PR #621, opened 2018-08-14
Add option to validate dio before init dag

tdesmet:
This gives the developer the tools to validate a dio before using it to init the dag. If 0 is returned then the dag will not be initiated.

Main use case for this is preventing the device from joining certain networks.

**Some background:** 

We are creating a product that has a local server that the nodes in the network need to communicate with. The server has a whitelist of devices that are allowed to communicate with it. It is possible that more then one network is running (one in company a, the other in company b across the street for example). If the server tells the device it will not communicate with it because it is not whitelisted the device should leave the network and try another one. This validation function will allow us to control if the device should join the network or not, if the dag id is one we have already tried we return 0 and the dio will be skipped.

### DIFF
--- a/os/net/routing/rpl-lite/rpl-conf.h
+++ b/os/net/routing/rpl-lite/rpl-conf.h
@@ -191,6 +191,13 @@
 #define RPL_DEFAULT_LEAF_ONLY 0
 #endif
 
+/*
+ * Function used to validate dio before using it to init dag
+ */
+#ifdef RPL_CONF_VALIDATE_DIO_FUNC
+#define RPL_VALIDATE_DIO_FUNC RPL_CONF_VALIDATE_DIO_FUNC
+#endif
+
 /******************************************************************************/
 /********************************** Timing ************************************/
 /******************************************************************************/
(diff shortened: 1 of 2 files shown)


simonduq:
This is surely a useful feature :)
Was wondering, have you considered filtering by PAN-ID or MAC layer security? Are you with 6TiSCH or not?

tdesmet:
Since all devices leave the factory with the same firmware and in advance we do not know where they end up I do not see an option in using mac layer security. I would need a way to have the user enter the security key into the device. Mac layer security could help to filter out networks that are created by other products/manufacturers.

Pan id filtering could work if the device changes his pan id if he does not find a suitable network, this was my original idea. But with 65535 possible pan ids this could take a long time. If we would have the option to scan for pan id's then this would be a good option. (I think this is what zigbee does, scan first then select one of the found pan id's, or when starting a network scan first and then use a panid that is not in use). If we could implement a scan function that return's the found pan id's then I think this might be a better solution since most radio's filter on pan id I think, which would make it more efficient. I have no idea on where to start to implement this though.

simonduq:
If you're with 6TiSCH you might want to look into the zero-touch join IETF draft: https://datatracker.ietf.org/doc/draft-ietf-6tisch-dtsecurity-zerotouch-join

tdesmet:
Forgot to mention that we are using the cc1310, no tsch. Some people are
working on ports but have not seen anything public.


Op wo 15 aug. 2018 om 11:27 schreef Simon Duquennoy <
notifications@github.com>

PR #622, opened 2018-08-16
Simplify configuration of the CC13xx/CC26xx ROM bootloader

g-oikonomou:
To enable/disable the CC13xx/CC26xx ROM bootloader one needs to fiddle with a number of CCFG-related defines. Currently `board.h` does all the work, but it does not really need to. This commit moves most of the ccfg configuration to `ccxxware-conf.h` and now `board.h` only needs to specify the bootloader enable pin and corresponding level.

This basically reduces copy/pasting and hides from port developers things that they do not need to worry about.

Default behaviour remains unchanged and examples have been adjusted to reflect changes.


atiselsts:
I approve this idea. One thing I'm not sure about is the name change from `ROM_BOOTLOADER_ENABLE` to `CCXXWARE_CONF_ROM_BOOTLOADER_ENABLE`. I'm not happy that every new version of Contiki-NG requires some changes in user configuration files. We need to think more of backwards compatibility.

g-oikonomou:
Point taken. I'll change this PR such that the existing `ROM_BOOTLOADER_ENABLE` still works.

g-oikonomou:
Hi @atiselsts I am looking at your comment now. Are you mainly referring to example configuration files? I was thinking something along the lines of this in `cc13xx-cc26xx-conf.h`:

▶ Work to complete:
Report every line containing the word "about" from the listing above.

▶ Answer to this task:
This basically reduces copy/pasting and hides from port developers things that they do not need to worry about.
I approve this idea. One thing I'm not sure about is the name change from `ROM_BOOTLOADER_ENABLE` to `CCXXWARE_CONF_ROM_BOOTLOADER_ENABLE`. I'm not happy that every new version of Contiki-NG requires some changes in user configuration files. We need to think more of backwards compatibility.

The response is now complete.